Go through the data below line by line and count those containing the word "unit". Reply with the count only.
Start of Data extracts
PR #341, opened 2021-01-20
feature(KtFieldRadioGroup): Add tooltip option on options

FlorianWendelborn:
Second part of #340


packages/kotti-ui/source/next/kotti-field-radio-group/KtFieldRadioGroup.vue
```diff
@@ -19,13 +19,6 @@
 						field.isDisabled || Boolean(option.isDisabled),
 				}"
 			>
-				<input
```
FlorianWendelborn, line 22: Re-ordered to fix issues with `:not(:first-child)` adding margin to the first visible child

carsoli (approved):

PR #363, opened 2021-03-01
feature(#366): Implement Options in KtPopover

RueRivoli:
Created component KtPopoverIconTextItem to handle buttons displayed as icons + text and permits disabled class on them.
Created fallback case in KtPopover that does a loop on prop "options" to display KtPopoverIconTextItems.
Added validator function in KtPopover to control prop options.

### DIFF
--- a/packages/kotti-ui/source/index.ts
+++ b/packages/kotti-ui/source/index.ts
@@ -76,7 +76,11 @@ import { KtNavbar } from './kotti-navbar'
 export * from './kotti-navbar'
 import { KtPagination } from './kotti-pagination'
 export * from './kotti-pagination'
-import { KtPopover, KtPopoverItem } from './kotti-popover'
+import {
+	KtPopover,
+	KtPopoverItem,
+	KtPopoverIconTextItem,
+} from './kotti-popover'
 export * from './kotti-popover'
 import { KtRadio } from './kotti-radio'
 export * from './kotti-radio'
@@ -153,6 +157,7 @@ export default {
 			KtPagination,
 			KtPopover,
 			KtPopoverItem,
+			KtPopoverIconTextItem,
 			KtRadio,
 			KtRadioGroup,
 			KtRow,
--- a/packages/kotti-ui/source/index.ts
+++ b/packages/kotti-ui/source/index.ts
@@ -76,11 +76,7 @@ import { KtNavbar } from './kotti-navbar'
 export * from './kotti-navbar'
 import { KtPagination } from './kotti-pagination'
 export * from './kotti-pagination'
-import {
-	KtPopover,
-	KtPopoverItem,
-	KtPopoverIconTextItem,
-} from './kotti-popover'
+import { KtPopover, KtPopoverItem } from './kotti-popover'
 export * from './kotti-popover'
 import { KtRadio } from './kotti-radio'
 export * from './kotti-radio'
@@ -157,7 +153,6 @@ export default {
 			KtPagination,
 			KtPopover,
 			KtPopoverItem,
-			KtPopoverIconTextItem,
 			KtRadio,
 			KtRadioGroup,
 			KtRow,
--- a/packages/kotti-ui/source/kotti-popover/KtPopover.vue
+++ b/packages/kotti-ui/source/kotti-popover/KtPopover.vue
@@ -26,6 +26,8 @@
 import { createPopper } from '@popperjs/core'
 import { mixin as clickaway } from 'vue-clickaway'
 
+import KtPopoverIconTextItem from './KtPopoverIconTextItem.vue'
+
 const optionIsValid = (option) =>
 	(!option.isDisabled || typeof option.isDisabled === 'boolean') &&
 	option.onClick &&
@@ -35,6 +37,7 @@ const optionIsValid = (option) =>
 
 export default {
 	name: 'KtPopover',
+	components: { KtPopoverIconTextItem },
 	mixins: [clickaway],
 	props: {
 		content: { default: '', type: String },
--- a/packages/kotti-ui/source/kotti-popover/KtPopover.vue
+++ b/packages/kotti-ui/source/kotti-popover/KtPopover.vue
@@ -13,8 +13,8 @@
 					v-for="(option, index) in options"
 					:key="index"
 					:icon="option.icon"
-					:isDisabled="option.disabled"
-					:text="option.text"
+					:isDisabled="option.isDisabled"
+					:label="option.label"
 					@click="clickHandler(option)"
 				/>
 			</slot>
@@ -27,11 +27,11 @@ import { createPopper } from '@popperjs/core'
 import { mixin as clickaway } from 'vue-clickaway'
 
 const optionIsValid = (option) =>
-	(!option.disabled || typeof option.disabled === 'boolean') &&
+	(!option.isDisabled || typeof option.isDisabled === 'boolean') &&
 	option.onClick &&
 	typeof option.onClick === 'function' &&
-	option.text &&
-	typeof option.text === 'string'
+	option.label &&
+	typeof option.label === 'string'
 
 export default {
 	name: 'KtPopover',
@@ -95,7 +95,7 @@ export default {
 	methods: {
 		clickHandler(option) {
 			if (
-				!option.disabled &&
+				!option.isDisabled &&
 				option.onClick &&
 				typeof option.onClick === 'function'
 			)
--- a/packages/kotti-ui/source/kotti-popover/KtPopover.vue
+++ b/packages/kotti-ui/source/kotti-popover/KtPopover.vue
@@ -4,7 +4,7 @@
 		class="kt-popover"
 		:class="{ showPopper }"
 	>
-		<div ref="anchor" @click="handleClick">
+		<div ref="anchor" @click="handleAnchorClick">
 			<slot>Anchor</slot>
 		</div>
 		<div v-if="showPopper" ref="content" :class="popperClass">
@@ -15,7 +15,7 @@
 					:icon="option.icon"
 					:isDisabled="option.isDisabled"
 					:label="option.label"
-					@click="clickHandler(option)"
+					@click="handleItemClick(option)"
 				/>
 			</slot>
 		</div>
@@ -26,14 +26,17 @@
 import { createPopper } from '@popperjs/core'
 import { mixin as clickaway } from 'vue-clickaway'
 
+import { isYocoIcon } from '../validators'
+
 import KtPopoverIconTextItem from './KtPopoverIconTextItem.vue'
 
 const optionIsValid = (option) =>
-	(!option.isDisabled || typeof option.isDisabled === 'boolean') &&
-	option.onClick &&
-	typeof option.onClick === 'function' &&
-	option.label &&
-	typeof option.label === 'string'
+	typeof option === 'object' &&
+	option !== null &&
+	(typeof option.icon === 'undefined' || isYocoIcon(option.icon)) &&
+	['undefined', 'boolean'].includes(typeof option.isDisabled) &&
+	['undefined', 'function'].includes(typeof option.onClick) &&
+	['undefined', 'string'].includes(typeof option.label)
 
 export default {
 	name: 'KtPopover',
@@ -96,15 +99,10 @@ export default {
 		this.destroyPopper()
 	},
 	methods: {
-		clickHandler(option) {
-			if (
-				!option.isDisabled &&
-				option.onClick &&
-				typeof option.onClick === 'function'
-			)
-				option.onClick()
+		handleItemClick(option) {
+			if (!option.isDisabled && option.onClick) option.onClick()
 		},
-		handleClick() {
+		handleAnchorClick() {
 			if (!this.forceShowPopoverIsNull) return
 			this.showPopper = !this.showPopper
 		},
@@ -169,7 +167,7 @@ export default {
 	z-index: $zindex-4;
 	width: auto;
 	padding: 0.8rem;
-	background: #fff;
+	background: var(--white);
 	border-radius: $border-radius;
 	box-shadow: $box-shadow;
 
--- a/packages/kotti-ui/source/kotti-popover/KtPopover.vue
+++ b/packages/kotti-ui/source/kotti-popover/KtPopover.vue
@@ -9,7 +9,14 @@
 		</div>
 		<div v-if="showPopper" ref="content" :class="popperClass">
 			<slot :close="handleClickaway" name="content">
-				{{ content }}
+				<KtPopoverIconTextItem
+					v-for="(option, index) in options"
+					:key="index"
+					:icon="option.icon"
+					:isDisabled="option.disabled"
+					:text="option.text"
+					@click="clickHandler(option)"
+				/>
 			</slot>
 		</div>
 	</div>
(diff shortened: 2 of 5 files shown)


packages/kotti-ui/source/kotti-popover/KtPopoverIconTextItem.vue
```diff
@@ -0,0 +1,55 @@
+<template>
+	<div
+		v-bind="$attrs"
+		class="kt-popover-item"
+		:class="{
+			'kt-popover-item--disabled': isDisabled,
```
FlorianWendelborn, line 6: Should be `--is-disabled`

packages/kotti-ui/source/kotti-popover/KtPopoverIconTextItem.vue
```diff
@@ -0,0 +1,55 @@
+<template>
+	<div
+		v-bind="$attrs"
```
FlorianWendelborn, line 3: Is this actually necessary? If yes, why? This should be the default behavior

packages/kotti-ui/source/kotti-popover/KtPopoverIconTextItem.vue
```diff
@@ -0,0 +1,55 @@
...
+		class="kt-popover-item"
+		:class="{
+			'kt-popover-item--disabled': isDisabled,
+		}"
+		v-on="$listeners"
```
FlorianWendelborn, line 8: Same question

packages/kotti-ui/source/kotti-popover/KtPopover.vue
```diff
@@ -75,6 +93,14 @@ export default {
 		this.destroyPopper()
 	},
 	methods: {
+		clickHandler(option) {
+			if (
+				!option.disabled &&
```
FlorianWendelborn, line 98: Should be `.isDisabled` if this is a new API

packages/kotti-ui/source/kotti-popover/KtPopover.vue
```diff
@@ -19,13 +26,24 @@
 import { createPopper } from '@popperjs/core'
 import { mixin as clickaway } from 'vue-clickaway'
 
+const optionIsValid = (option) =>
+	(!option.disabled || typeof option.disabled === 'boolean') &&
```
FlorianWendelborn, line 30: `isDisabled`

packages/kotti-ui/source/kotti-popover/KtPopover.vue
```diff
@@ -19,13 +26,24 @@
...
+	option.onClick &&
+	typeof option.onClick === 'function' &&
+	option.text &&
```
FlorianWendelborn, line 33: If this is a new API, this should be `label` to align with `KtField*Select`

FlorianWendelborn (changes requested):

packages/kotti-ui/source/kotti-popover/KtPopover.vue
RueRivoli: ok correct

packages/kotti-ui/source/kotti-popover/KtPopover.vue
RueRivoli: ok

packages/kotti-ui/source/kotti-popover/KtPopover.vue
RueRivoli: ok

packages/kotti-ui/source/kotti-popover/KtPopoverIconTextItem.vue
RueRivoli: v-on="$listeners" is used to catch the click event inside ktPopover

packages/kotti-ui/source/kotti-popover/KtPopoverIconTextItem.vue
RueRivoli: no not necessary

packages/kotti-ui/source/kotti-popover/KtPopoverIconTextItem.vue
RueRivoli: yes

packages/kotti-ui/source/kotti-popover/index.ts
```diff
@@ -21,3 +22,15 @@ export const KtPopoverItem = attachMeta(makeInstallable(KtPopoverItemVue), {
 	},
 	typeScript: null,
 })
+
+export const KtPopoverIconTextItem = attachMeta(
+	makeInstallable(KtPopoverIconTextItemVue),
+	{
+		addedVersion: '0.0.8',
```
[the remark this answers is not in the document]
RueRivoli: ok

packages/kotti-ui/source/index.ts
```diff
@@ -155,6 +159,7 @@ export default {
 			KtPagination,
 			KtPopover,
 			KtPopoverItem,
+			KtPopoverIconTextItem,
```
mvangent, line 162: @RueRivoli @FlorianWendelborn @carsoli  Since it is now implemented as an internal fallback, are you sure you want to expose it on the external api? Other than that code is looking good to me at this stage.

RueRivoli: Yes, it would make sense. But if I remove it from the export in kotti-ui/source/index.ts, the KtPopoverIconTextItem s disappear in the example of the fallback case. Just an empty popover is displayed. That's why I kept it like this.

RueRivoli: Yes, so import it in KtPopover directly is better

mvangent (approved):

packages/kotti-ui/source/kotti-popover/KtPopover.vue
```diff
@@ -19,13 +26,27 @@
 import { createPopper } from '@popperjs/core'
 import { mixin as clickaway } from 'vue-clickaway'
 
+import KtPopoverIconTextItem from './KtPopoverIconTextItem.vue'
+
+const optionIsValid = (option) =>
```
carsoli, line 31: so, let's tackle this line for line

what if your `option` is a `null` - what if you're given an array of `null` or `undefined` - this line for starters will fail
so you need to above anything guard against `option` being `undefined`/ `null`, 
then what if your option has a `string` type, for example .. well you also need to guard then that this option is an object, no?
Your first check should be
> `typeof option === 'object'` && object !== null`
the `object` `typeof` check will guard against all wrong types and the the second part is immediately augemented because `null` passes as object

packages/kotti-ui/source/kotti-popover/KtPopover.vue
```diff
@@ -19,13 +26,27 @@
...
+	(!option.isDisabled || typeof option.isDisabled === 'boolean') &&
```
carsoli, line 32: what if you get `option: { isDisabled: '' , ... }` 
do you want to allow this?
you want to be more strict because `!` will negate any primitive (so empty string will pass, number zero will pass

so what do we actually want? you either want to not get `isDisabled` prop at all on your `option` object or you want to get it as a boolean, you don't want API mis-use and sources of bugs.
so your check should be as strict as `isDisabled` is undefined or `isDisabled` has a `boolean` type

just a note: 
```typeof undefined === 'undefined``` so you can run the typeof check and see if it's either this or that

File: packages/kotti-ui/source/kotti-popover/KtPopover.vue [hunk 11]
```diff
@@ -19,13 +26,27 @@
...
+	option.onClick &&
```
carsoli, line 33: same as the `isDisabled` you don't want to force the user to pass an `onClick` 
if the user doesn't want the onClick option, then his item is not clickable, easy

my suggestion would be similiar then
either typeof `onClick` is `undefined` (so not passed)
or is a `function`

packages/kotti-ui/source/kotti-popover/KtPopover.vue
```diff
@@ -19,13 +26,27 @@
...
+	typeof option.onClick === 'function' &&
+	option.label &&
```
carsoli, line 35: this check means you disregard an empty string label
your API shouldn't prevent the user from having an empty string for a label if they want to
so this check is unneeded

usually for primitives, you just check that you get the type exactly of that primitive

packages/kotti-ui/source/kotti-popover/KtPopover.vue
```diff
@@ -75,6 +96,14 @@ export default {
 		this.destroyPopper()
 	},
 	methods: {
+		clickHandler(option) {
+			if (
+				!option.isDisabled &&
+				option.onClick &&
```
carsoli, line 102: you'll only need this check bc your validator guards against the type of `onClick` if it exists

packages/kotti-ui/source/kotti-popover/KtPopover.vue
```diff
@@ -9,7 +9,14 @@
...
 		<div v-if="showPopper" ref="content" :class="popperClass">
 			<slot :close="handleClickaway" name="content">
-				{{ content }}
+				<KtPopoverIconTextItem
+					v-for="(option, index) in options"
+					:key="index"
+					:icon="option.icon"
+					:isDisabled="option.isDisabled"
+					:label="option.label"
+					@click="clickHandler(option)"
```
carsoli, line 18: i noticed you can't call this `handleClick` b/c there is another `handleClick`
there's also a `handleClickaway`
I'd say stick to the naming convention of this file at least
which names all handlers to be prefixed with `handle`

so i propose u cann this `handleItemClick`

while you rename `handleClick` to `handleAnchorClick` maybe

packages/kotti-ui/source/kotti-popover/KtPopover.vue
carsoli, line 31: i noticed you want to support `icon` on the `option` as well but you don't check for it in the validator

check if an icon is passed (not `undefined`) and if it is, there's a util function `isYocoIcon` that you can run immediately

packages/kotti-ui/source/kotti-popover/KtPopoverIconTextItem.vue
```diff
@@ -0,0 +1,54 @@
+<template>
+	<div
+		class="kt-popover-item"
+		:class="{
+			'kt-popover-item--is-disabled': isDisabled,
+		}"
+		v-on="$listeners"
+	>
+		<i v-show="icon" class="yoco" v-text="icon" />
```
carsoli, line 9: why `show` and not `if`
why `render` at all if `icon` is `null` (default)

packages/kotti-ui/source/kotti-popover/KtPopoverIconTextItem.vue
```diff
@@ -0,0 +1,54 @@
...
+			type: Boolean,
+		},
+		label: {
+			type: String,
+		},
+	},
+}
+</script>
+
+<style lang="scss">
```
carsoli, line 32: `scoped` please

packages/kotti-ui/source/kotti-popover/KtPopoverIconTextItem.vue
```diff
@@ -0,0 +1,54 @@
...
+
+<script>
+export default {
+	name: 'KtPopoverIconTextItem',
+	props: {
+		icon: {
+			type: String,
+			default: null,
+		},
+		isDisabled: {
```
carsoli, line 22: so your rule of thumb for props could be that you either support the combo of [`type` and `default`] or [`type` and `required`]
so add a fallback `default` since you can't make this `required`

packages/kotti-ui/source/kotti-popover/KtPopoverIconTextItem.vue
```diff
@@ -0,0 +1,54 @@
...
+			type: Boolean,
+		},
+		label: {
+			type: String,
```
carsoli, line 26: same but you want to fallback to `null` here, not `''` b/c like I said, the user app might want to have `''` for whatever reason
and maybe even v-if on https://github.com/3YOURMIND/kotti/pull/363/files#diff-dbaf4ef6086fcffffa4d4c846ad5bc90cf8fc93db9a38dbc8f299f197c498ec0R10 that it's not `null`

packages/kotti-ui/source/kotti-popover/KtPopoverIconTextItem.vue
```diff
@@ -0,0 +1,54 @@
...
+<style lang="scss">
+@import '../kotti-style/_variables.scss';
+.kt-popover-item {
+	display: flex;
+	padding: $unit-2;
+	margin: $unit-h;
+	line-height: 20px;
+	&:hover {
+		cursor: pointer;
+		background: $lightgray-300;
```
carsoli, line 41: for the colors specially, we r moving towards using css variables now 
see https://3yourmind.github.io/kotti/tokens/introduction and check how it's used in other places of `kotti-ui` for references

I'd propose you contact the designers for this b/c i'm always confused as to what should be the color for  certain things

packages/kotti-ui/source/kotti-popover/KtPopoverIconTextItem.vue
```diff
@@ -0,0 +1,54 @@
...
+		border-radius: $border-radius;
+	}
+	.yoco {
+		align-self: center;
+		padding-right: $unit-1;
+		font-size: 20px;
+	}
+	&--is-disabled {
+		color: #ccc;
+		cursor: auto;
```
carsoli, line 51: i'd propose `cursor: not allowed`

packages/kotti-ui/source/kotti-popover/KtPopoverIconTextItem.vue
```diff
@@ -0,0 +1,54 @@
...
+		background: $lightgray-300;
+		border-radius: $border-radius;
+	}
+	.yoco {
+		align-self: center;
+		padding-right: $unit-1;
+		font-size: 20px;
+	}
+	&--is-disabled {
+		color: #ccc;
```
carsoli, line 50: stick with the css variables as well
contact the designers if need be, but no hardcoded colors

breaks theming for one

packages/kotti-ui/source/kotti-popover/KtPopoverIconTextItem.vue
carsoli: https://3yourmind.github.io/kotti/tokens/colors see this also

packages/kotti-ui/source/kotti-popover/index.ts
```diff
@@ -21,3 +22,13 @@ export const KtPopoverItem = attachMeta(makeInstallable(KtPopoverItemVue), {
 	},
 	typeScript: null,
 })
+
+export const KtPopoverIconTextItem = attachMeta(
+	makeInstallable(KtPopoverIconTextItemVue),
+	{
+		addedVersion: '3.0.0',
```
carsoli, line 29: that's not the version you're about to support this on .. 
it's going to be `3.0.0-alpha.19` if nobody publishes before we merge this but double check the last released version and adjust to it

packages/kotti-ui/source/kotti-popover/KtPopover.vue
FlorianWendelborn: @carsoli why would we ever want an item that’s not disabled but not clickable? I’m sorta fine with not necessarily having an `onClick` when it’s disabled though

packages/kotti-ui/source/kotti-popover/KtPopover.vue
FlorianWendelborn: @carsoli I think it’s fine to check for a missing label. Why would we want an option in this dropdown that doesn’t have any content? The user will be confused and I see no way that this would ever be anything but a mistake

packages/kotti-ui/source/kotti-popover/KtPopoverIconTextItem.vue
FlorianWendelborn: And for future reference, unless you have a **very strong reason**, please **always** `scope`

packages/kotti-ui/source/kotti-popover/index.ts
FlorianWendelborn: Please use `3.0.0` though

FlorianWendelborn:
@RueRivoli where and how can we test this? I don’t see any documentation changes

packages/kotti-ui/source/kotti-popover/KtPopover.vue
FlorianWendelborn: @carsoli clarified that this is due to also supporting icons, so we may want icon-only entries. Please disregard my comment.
End of Data extracts
→ The answer: 4